Generally, the kubelet and container runtime write logs to journald, on machines with systemd. If systemd is not present, they write to .log files in the /var/log directory. System components inside containers like the kube-scheduler and the kube-proxy always write to the /var/log directory, bypassing the default logging mechanism.

Underline components

Once covered the high level of the stack is important to audit also the underline components, from the container logs to the syscalls.

Container logs

Generally speaking, in order to decouple at scale the logging system from the application a standard interface to log streams should be used, and what’s more standard of the standard streams?

I recommended writing container logs to stdout and stderr also because is handled and redirected somewhere by the container engine. For example, the Docker container engine redirects those two streams to a logging driver, which is configured in Kubernetes to write to a file in json form.

Syscalls

Instead, speaking of system calls Falco can detect and alert on any behavior that involves making Linux system calls. For example, you can easily detect when:

  • A shell is run inside a container
  • A server process spawns a child process of an unexpected type
  • A sensitive file, like /etc/shadow, is unexpectedly read
  • A non-device file is written to /dev
  • A standard system binary (like ls) makes an outbound network connection

Falco is deployed as a long-running daemon and is configured via a general configuration file and a rules file that is meant to be tailored to needs. Here you can see example rules that can detect anomalous events.

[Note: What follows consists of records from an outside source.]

PR #4137, opened 2024-05-11
fix: hovers on binders with metavariables

### LINKED ISSUE #4078: Rpc Error when hovering variable
### Prerequisites

### Description

In the following code:
```lean
import Lean.Data.HashMap

open Lean

inductive Decl (α : Type) where
  | atom (idx : α)
  deriving BEq, Hashable

def Cache (α : Type) := Unit

structure CacheHit (decl : Decl α) where
  idx : Nat

def Cache.find (cache : Cache α) (decl : Decl α) : (CacheHit decl) :=
  sorry

theorem denote_mkAtom_cached {cache : Cache α} {hit} (h : cache.find (.atom v) = hit) :
    hit = hit := by
  sorry
```
Hovering `hit` at `{hit}` yields 
```
Error updating: Error fetching goals: Rpc error: InternalError: unknown metavariable '?_uniq.927'. Try again.
```
In the infoview. Furthermore the hover itself prints:
```
hit : failed to pretty print expression (use 'set_option pp.rawOnError true' for raw representation)
```
However hovering on `hit` in the theorem statement `hit = hit` does reveal a proper hover.

### Steps to Reproduce

1. Copy code into editor
2. Hover over `{hit}`
3. :boom: 

**Expected behavior:** The hover should be the same at the binder and the equation

**Actual behavior:** A broken hover and seemingly something wrong with the LSP as well.

### Versions
4.8.0-rc1

### Impact

nomeata:
this fixes #4078

### DIFF
--- a/tests/lean/interactive/4078.lean
+++ b/tests/lean/interactive/4078.lean
@@ -1,14 +1,17 @@
-def foo1 (i : ∀ α, List α) : List β := i β
+def foo1 {β} (i : ∀ α, List α) : List β := i β
+                  --^ textDocument/hover
+
+def foo2 (i : ∀ α, List α) : List β := i β
               --^ textDocument/hover
 
-def foo2 (i : (α : _) → List α) : List β := i β
+def foo3 (i : (α : _) → List α) : List β := i β
               --^ textDocument/hover
 
-def foo3 (i : (α : id _) → List α) : List β := i β
+def foo4 (i : (α : id _) → List α) : List β := i β
               --^ textDocument/hover
 
-def foo4 (i : (α : Type _) → List α) : List β := i β
+def foo5 (i : (α : Type _) → List α) : List β := i β
               --^ textDocument/hover
 
-def foo5 (i : (α : Type 0) → List α) : List β := i β
+def foo6 (i : (α : Type 0) → List α) : List β := i β
               --^ textDocument/hover
--- a/tests/lean/interactive/4078.lean.expected.out
+++ b/tests/lean/interactive/4078.lean.expected.out
@@ -1,20 +1,17 @@
 {"textDocument": {"uri": "file:///4078.lean"},
- "position": {"line": 0, "character": 16}}
+ "position": {"line": 0, "character": 20}}
 {"range":
- {"start": {"line": 0, "character": 16}, "end": {"line": 0, "character": 17}},
+ {"start": {"line": 0, "character": 20}, "end": {"line": 0, "character": 21}},
  "contents": {"value": "```lean\nα : Type ?u\n```", "kind": "markdown"}}
 {"textDocument": {"uri": "file:///4078.lean"},
  "position": {"line": 3, "character": 16}}
 {"range":
- {"start": {"line": 3, "character": 14}, "end": {"line": 3, "character": 30}},
- "contents":
- {"value":
-  "```lean\nType (?u + 1)\n```\n***\nThe dependent arrow. `(x : α) → β` is equivalent to `∀ x : α, β`, but we usually\nreserve the latter for propositions. Also written as `Π x : α, β` (the \"Pi-type\")\nin the literature. ",
-  "kind": "markdown"}}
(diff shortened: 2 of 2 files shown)


nomeata:
Mostly as a learning experience, I wanted to be see if I can fix a bug this part of the code based. I wonder if this is really the right fix, because I don’t see much `withSaveInfoContext` in this module, so happy to be educated! @kmill maybe?

src/Lean/Elab/Binders.lean
```diff
@@ -211,8 +211,9 @@ private partial def elabBinderViews (binderViews : Array BinderView) (fvars : Ar
       let id := binderView.id.getId
       let kind := kindOfBinderName id
       withLocalDecl id binderView.bi type (kind := kind) fun fvar => do
-        addLocalVarInfo binderView.ref fvar
-        loop (i+1) (fvars.push (binderView.id, fvar))
+        withSaveInfoContext do
```
kmill, line 214: I don't know this part of the code base very well (in particular, when `withSaveInfoContext` is needed), but it seems to me that the error actually has something to do with autoimplicits. Over in `Lean.Elab.Term.withAutoBoundImplicit` when the new autoimplicit is declared, the state is restored, but there's nothing recording the new state in the info trees. Maybe `withSaveInfoContext` should go there instead?

One piece of evidence for this is that there's no error when hovering over `α` when autoImplicits isn't activated:
```lean
def oops {β} (i : ∀ α, List α) : List β := i β
```

nomeata: Good `catch`, let’s `try`.

(Unrelatedly, but given that backtracking implementation of auto bound implicit, I wonder how easily that can increase elaboration time significantly.)

nomeata: Nope, 
```diff
diff --git a/src/Lean/Elab/Term.lean b/src/Lean/Elab/Term.lean
index ee1014f944..476d807dda 100644
--- a/src/Lean/Elab/Term.lean
+++ b/src/Lean/Elab/Term.lean
@@ -1533,7 +1533,8 @@ partial def withAutoBoundImplicit (k : TermElabM α) : TermElabM α := do
               s.restore
               withLocalDecl n .implicit (← mkFreshTypeMVar) fun x =>
                 withReader (fun ctx => { ctx with autoBoundImplicits := ctx.autoBoundImplicits.push x } ) do
-                  loop (← saveState)
+                  withSaveInfoContext do
+                    loop (← saveState)
             | none   => throw ex
       loop (← saveState)
   else
```
does not help.

kmill: It seems to be that there's stale info because `s.restore` doesn't restore infotrees. Assuming we want *full* backtracking, then maybe this is the solution?
```
partial def withAutoBoundImplicit (k : TermElabM α) : TermElabM α := do
  let flag := autoImplicit.get (← getOptions)
  if flag then
    withReader (fun ctx => { ctx with autoBoundImplicit := flag, autoBoundImplicits := {} }) do
      let rec loop (s : SavedState) : TermElabM α := withIncRecDepth do
        checkSystem "auto-implicit"
        try
          withSaveInfoContext k
        catch
          | ex => match isAutoBoundImplicitLocalException? ex with
            | some n =>
              -- Restore state, declare `n`, and try again
              s.restore (restoreInfo := true)
              withLocalDecl n .implicit (← mkFreshTypeMVar) fun x =>
                withReader (fun ctx => { ctx with autoBoundImplicits := ctx.autoBoundImplicits.push x } ) do
                  loop (← saveState)
            | none   => throw ex
      loop (← saveState)
  else
    k
```

kmill: In further testing, doing `s.restore (restoreInfo := true)` is enough and `withSaveInfoContext` isn't necessary.

nomeata: Feel free to push here and take over, or open a new PR

nomeata: Trying that in https://github.com/leanprover/lean4/pull/4192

When Falco detects suspicious behavior, it sends alerts via one or more channels:

  • Writing to standard error
  • Writing to a file
  • Writing to syslog
  • Pipe to a spawned program. A common use of this output type would be to send an email for every Falco notification.

One difference between Falco and other tools is that Falco runs in userspace, using a kernel module and eBPF probes to obtain system calls and bring them to userspace, while the other tools perform system call filtering/monitoring at the kernel level; thanks to that it can have a much richer set of information powering its policies.

Beyond system calls Falco’s event sources can be also Kubernetes Events that are filtered through these rules. For this purpose, it exposes a webhook endpoint that can be used as a Kubernetes Audit webhook backend.

In order to install and configure it please refer to the official docs.

Logs management

As for all logs, it is important to collect them and possibly ship them to a centralized and secured log store, available for further process.

Different shipping and collecting tools can be leveraged, such as fluentd and logstash. We’ll not deepen about it here for conciseness.

Conclusion

This post is not intended to provide the truth, instead to provide insights from my point of view. I purposely did not cover the auditing implementations of the cloud providers, to shift the focus on the fundamentals.

I hope it was interesting for you, if you liked it please let me know, if you don’t agree please let me know, I appreciate sharing opinions and I always aim to learn something new and from different points of view!

For this post that’s all, happy hacking!